> **Task goal**
Search the entries below for "type", and copy each line where it appears.

> **Stored data**
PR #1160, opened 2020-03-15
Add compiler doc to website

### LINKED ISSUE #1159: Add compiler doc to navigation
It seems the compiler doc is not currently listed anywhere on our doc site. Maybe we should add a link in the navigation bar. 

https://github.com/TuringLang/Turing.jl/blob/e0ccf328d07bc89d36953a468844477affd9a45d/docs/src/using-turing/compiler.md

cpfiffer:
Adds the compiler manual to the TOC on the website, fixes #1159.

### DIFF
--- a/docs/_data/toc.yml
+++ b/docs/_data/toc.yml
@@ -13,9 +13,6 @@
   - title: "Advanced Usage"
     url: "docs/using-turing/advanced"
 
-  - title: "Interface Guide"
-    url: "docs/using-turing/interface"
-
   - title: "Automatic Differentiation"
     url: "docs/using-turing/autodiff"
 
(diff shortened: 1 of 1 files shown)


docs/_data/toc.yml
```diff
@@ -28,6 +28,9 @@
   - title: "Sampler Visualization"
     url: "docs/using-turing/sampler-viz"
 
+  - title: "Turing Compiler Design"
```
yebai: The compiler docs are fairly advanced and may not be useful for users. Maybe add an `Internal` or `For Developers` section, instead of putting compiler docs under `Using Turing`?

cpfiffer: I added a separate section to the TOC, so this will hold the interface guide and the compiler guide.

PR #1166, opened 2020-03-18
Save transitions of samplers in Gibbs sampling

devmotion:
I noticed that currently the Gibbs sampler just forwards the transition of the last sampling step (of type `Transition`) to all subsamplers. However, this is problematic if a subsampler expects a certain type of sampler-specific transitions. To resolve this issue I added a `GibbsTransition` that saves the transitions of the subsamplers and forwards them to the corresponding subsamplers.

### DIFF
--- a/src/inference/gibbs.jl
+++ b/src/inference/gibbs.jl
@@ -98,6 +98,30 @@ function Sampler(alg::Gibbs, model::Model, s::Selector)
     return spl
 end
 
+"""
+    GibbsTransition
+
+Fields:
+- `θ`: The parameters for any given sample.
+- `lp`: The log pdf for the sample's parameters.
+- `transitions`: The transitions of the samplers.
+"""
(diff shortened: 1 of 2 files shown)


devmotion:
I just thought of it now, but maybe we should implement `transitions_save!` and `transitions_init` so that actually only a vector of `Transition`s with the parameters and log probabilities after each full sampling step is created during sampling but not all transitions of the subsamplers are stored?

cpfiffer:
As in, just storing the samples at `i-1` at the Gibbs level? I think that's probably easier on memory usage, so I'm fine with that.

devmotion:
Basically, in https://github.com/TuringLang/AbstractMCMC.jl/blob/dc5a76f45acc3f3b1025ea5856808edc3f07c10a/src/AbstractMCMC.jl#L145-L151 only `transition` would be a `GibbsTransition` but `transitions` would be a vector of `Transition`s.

==

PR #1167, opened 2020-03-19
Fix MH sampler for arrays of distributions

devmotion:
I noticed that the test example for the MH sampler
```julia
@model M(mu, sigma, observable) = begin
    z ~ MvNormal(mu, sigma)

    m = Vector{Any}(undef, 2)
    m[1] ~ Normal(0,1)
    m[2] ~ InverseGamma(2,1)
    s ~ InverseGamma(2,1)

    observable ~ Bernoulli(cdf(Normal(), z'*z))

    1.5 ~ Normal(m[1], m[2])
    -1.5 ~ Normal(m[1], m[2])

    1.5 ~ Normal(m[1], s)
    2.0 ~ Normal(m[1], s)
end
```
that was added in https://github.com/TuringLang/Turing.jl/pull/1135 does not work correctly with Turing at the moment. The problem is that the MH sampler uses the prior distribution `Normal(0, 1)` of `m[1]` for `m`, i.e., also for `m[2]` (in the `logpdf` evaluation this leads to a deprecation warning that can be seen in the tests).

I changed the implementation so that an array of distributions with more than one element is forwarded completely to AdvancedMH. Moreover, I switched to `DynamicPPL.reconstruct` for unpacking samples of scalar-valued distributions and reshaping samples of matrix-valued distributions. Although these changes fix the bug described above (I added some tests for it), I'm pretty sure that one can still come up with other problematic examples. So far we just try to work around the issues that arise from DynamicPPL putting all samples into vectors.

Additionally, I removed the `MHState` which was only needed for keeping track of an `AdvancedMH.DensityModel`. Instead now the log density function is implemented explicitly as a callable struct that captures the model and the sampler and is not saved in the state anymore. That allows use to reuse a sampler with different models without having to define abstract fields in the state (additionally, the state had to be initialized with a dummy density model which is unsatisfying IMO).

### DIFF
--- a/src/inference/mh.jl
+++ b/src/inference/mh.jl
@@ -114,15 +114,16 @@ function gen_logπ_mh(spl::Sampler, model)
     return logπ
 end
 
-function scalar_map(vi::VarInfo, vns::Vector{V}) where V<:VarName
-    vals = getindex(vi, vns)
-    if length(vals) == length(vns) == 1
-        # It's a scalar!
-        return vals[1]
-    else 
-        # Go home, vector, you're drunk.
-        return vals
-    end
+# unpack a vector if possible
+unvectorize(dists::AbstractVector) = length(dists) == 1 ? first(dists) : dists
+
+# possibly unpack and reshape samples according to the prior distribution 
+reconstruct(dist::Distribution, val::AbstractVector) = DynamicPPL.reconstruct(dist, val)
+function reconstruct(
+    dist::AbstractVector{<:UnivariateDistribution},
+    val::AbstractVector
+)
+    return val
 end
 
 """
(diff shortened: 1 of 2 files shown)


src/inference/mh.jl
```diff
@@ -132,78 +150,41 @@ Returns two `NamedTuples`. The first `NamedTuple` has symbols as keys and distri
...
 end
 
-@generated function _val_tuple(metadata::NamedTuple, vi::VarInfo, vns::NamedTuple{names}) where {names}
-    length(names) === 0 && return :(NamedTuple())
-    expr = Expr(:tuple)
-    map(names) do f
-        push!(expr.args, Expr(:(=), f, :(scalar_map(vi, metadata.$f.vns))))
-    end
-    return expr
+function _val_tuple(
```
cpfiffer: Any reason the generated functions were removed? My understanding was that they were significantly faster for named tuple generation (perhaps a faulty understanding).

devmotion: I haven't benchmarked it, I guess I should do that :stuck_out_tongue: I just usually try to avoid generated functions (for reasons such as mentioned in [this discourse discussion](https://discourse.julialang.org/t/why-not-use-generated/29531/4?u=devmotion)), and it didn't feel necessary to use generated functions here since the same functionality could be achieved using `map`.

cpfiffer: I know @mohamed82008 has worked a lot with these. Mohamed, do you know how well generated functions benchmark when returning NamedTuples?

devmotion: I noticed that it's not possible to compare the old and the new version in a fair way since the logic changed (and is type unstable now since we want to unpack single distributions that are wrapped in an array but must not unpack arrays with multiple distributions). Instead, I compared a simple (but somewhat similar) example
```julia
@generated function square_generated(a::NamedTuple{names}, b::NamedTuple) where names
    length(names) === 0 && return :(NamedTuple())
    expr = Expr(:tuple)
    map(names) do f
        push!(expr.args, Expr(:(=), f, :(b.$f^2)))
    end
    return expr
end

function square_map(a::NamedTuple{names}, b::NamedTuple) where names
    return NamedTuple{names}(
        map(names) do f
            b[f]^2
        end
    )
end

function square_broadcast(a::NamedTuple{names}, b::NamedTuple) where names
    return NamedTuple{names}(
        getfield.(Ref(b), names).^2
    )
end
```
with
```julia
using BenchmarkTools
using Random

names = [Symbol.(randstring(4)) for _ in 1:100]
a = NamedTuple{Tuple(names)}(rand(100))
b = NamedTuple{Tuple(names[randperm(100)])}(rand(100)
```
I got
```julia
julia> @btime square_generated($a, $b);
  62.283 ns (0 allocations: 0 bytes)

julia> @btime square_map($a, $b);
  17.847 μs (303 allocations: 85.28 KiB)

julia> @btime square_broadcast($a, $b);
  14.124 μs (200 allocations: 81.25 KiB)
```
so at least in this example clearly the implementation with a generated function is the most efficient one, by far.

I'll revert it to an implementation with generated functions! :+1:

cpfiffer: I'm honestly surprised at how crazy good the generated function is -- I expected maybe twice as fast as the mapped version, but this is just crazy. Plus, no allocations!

> **Response to the task**
I noticed that currently the Gibbs sampler just forwards the transition of the last sampling step (of type `Transition`) to all subsamplers. However, this is problematic if a subsampler expects a certain type of sampler-specific transitions. To resolve this issue I added a `GibbsTransition` that saves the transitions of the subsamplers and forwards them to the corresponding subsamplers.
devmotion: I noticed that it's not possible to compare the old and the new version in a fair way since the logic changed (and is type unstable now since we want to unpack single distributions that are wrapped in an array but must not unpack arrays with multiple distributions). Instead, I compared a simple (but somewhat similar) example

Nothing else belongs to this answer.